8th Annual Conference of the International Speech Communication Association

Antwerp, Belgium
August 27-31, 2007

Automatic Transcription for a Web 2.0 Service to Search Podcasts

Jun Ogata, Masataka Goto, Kouichirou Eto

AIST, Japan

This paper describes speech recognition techniques that enable a Web 2.0 service "PodCastle" where users can search and read transcribed texts of podcasts, and correct recognition errors in those texts. Most previous speech recognizers had difficulties transcribing podcasts because podcasts include various kinds of contents recorded in different conditions and cover recent topics that tend to have many out-of-vocabulary words.

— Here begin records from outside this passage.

PR #8452, opened 2025-09-27
Remove using declaration that spilled a symbol into different namespace.

hzeller:
First step in fixing `using` declarations in header files. In this case, the `odb::dbTransform` was using-declared in a different namespace in a header file which then spilled this symbol into `drt::` namespace. Unless in very special circumstances this is of course never desirable.

(using declaration was in src/drt/src/db/infra/frBox.h)

This is the first step in cleaning up `using` declarations that spill symbols globally into different namespaces.

### DIFF
--- a/src/drt/src/db/drObj/drRef.h
+++ b/src/drt/src/db/drObj/drRef.h
@@ -4,6 +4,7 @@
 #pragma once
 
 #include "db/drObj/drFig.h"
+#include "odb/dbTransform.h"
 #include "odb/dbTypes.h"
 
 namespace drt {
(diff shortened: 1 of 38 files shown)


hzeller:
The fixit-journey ahead will take me a while it seems: 

```
rg "using ...::" -g "*.h*" | wc -l
```

maliberty:
https://google.github.io/styleguide/cppguide.html#Aliases talks about avoiding public aliases.  None of this is in the public api of drt (ie src/drt/include/...).  What rule are you driving towards?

To overcome such difficulties, we continuously improve speech recognizers by using information aggregated on the basis of Web 2.0. For example, a language model is adapted to a topic of the target podcast on the fly, the pronunciations of out-of-vocabulary words are obtained from a Web 2.0 service, and an acoustic model is trained by using the results of the error correction by anonymous users. The experiments we report in this paper show that our techniques produce promising results for podcasts.

Full Paper

Bibliographic reference.  Ogata, Jun / Goto, Masataka / Eto, Kouichirou (2007): "Automatic transcription for a web 2.0 service to search podcasts", In INTERSPEECH-2007, 2617-2620.